MOUNTAIN IRON, MINN. – There’s only one political sign inside BG’s Bar and Grill on Minnesota’s Iron Range.
“WE SUPPORT UNION STEELWORKERS,” it reads behind the bar.
On that one thing, virtually everyone here agrees.
But in Mountain Iron, a sprawling mining town of 3,000 people, there’s a 50-50 chance neighbors are on opposite sides of the fence about the presidential election. In 2020, 881 people in the “Taconite Capital of the World” voted for Joe Biden, while 876 voted for Donald Trump.
A handful of sparsely populated Minnesota towns, townships and unincorporated areas saw a dead heat in 2020. In Denham, eight voted for Biden and eight for Trump; in Long Lost Lake Township, 19 voted for Biden and 19 for Trump. But of Minnesota cities with more than 250 people, Mountain Iron saw the closest vote margin in 2020, with Biden winning by two-tenths of a percentage point.
This place and its changing politics are a study in how — in Minnesota’s most evenly divided city in this evenly divided country — neighbors can set aside differences. People in Mountain Iron say they take a very Minnesota Nice approach to rancorous national politics: They simply don’t talk about it. Better to keep to themselves than upset the community’s apple cart.
Families here go back several generations; everyone knows everyone, and they know where neighbors align politically. Political disputes, whether online or in person, breed further discontent. In small towns, anonymity is scarce, so political anger that flows freely online is often met with face-to-face interactions the next day. Many here have decided human connection matters more than intractable political discord.
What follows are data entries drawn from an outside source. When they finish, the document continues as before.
PR #4388, opened 2025-08-19
refactor: Move global into new pixi_global crate

haecker-felix:
Moves the `global` module into a new `pixi_global` crate. 

~~Had to move `list::{PackageToOutput, print_package_table}` and `repodata::Repodata` into the shared `pixi_utils`, as both `pixi` and `pixi_core` depend on these.~~

~~I'm not entirely sure if `pixi_utils` is the correct crate for that - but it would work finely, given that this stuff doesn't depend on any other `pixi_*` crate.~~


Hofer-Julian:
CI is failing on Windows :)

haecker-felix:
CI is green now :)

crates/pixi_utils/src/list.rs
baszalmstra, line 1: Instead of moving these files to pixi_utils (which is arguably the worst crate) I think we should keep them in core and let pixi_global depend on core.

haecker-felix: After all, yeah, that makes more sense. I moved them back into `pixi_core` 👍

PR #6644, opened 2026-07-22
feat: restrict offline solves to locally available packages

Hofer-Julian:
### Description

Offline mode used to fail on the first conda package it could not download. Now the solver only considers packages that are already available locally, in the package cache, or served from a `file://` channel. 

The restriction covers the solve for the platform pixi runs on. The other platforms in a manifest solve from cached repodata. With a lock file that already satisfies the manifest there is no solve, so `pixi install --offline` still fails at the transport layer instead. `pixi add` and `pixi upgrade` record bounds from what they resolved locally, and pixi warns when it writes a `pixi.lock` from a restricted solve.

### How Has This Been Tested?

- Local tests
- Added tests

### AI Disclosure

Tools: Claude

### Checklist:


crates/pixi_cli/src/offline.rs
```diff
@@ -32,25 +32,41 @@ pub struct NetworkRequiredError {
...
+/// is enough to make `downcast_ref::<GatewayError>()` fail on every node of
+/// `Report::chain()`, and `Diagnostic::related`/`diagnostic_source` hand out
+/// trait objects that are not `'static`, so they cannot be downcast at all.
+/// Recovering the types would mean changing how pixi turns errors into reports,
+/// not how rattler defines them.
+///
+/// Markers must be lowercase; matching is case-insensitive. Every rattler
+/// marker below is pinned by a test that constructs the real error value, so a
+/// message reworded upstream fails the build or the test instead of silently
+/// dropping the hint. Add a test alongside any marker added here.
```
hunger, line 47: I hate this! This is so fragile, somebody fixes a typo in a string only ever visible to the user (or so it seems) somewhere and this breaks without warning! At least we have a test for this...

We should really fix our error handling.

Miette also keeps the entire chain of errors around... so we should be able to walk that and find the "real" error type somewhere in there.

```
report.chain().find_map(<dyn StdError>::downcast_ref::<RealError>)
```

or so should find something?!

This is of course nothing you introduced, so I can not block your PR over it :-)

crates/pixi_cli/src/offline.rs
```diff
@@ -200,7 +217,7 @@ mod tests {
     fn repodata_cache_miss_gets_offline_hint() {
         let report = Err::<(), _>(
             rattler_repodata_gateway::fetch::FetchRepoDataError::NoCacheAvailable(
-                url::Url::parse("https://conda.anaconda.org/conda-forge/noarch").unwrap(),
+                Url::parse("https://prefix.dev/conda-forge/linux-64/").unwrap(),
```
hunger, line 220: Just a nit: Do you have to change the URL here? Looks like unnecessary review churn to me :-)

Also requires the follow up changed below... (also nits, no need to change that)

crates/pixi_command_dispatcher/src/offline.rs
```diff
@@ -0,0 +1,186 @@
...
+///
+/// The map is keyed by record URL, matching
+/// `rattler_solve::SolverTask::excluded_candidates`.
+pub fn offline_exclusions<'a>(
+    index: &CacheIndex,
+    records: impl IntoIterator<Item = &'a RepoDataRecord>,
+) -> HashMap<Url, Arc<str>> {
+    // Every exclusion carries the same reason, and a solve can rule out tens
+    // of thousands of records, so the string is allocated once and shared.
+    let reason: Arc<str> = Arc::from(OFFLINE_EXCLUSION_REASON);
```
hunger, line 46: Does this need to be an Arc?

The string is static and const, so you should be able to share the reference between threads.

crates/pixi_consts/src/consts.rs
```diff
@@ -178,3 +178,17 @@ impl Display for PypiEmoji {
...
+/// older than what the channels offer. `pixi.lock` is usually committed, so
+/// this needs to be visible rather than silent.
+pub const OFFLINE_LOCK_FILE_WARNING: &str = "`pixi.lock` was written from a solve restricted to locally available packages, so it may pin older versions than the channels offer.\nRe-run `pixi update` without `--offline` to refresh it.";
+
+/// Warning shown when offline mode cannot cover the whole workspace.
+///
+/// The restriction applies to conda packages. PyPI dependencies are resolved
+/// by uv, which pixi runs with offline connectivity but cannot restrict to
+/// cached distributions, so a solve that succeeds may still need the network.
+pub const OFFLINE_PYPI_WARNING: &str = "offline mode restricts conda packages only. This workspace has PyPI dependencies, which may still require network access.";
```
hunger, line 194: Nit: Lots of text for something you use exactly once...

hunger (approved):
I think this works as advertised.

The Arc might not be needed, that is worth checking, the rest is nit picking about details or code that was already there before.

In Mountain Iron — at 69 square miles the third-largest city in Minnesota by land area — few national political signs are on display weeks before an election. Yard signs for Kamala Harris and Donald Trump are far outnumbered by signs for a local roofing company still hard at work after a devastating June hailstorm. This election season seems more muted than last, locals say, whether from the receding of COVID chaos, a fed-up feeling toward divisiveness, or a sense that everyone’s already chosen sides.